**Work request**
Filter these entries, keeping only lines that hold the word "done".

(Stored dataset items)
PR #13223, opened 2020-04-17
[WFLY-13385] increasing CLI timeout for CLI wrapper operations in testsuite

ochaloup:
https://issues.redhat.com/browse/WFLY-13385

### DIFF
--- a/testsuite/domain/src/test/java/org/jboss/as/test/integration/domain/management/cli/CloneProfileTestCase.java
+++ b/testsuite/domain/src/test/java/org/jboss/as/test/integration/domain/management/cli/CloneProfileTestCase.java
@@ -29,6 +29,7 @@ import org.jboss.as.test.integration.management.base.AbstractCliTestBase;
 import static org.junit.Assert.assertEquals;
 import static org.junit.Assert.assertTrue;
 
+import org.jboss.as.test.shared.TimeoutUtil;
 import org.jboss.logging.Logger;
 import org.junit.AfterClass;
 import org.junit.BeforeClass;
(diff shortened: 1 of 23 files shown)


kabir:
@ochaloup I am not really familiar with this, but it looks like there is a way to centralise this config a bit more: https://github.com/wildfly/wildfly-core/blob/master/cli/src/main/java/org/jboss/as/cli/impl/CliConfigImpl.java#L105. I see a few instances of jboss-cli.xml scattered around the codebase, so perhaps this can go in there? I have not checked the jboss-cli parser. Perhaps @jfdenise knows?

jfdenise:
@kabir @ochaloup , these failures are related to your CI, right? It doesn't seem that they fail in wildfly CI. As Kabir, suggested, it could be done by introducing a new https://github.com/wildfly/wildfly-core/blob/master/core-feature-pack/src/main/resources/content/bin/jboss-cli.xml (to put somewhere in the testsuite) containing the element `<connection-timeout>20000</connection-timeout>`. When launching tests in CI, passing `-Djboss.cli.config=<path to config>`. 
NB: The effect would be for all tests, not only the tests you updated.

ochaloup:
@jfdenise @kabir yes this sounds better. As I'm not familiar with the `jboss-cli.xml` file - it means that I can update the `jboss-cli.xml` with the proposed element and it will have the desired outcome for our CI testing, right?
(If so, I would change the WFLY issue to the WFCORE and create a new PR for the core.)

jfdenise:
@ochaloup , we shouldn't update the existing default jboss-cli.xml, I was suggesting to define a new one (copy the default one and add the connection-timeout element) to be used by testsuite (and configured in your CI).

ochaloup:
@jfdenise ok, I see now. The configuration should be done only on our CI.
Closing this PR then.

**Written response**
@kabir @ochaloup , these failures are related to your CI, right? It doesn't seem that they fail in wildfly CI. As Kabir, suggested, it could be done by introducing a new https://github.com/wildfly/wildfly-core/blob/master/core-feature-pack/src/main/resources/content/bin/jboss-cli.xml (to put somewhere in the testsuite) containing the element `<connection-timeout>20000</connection-timeout>`. When launching tests in CI, passing `-Djboss.cli.config=<path to config>`. 
@jfdenise ok, I see now. The configuration should be done only on our CI.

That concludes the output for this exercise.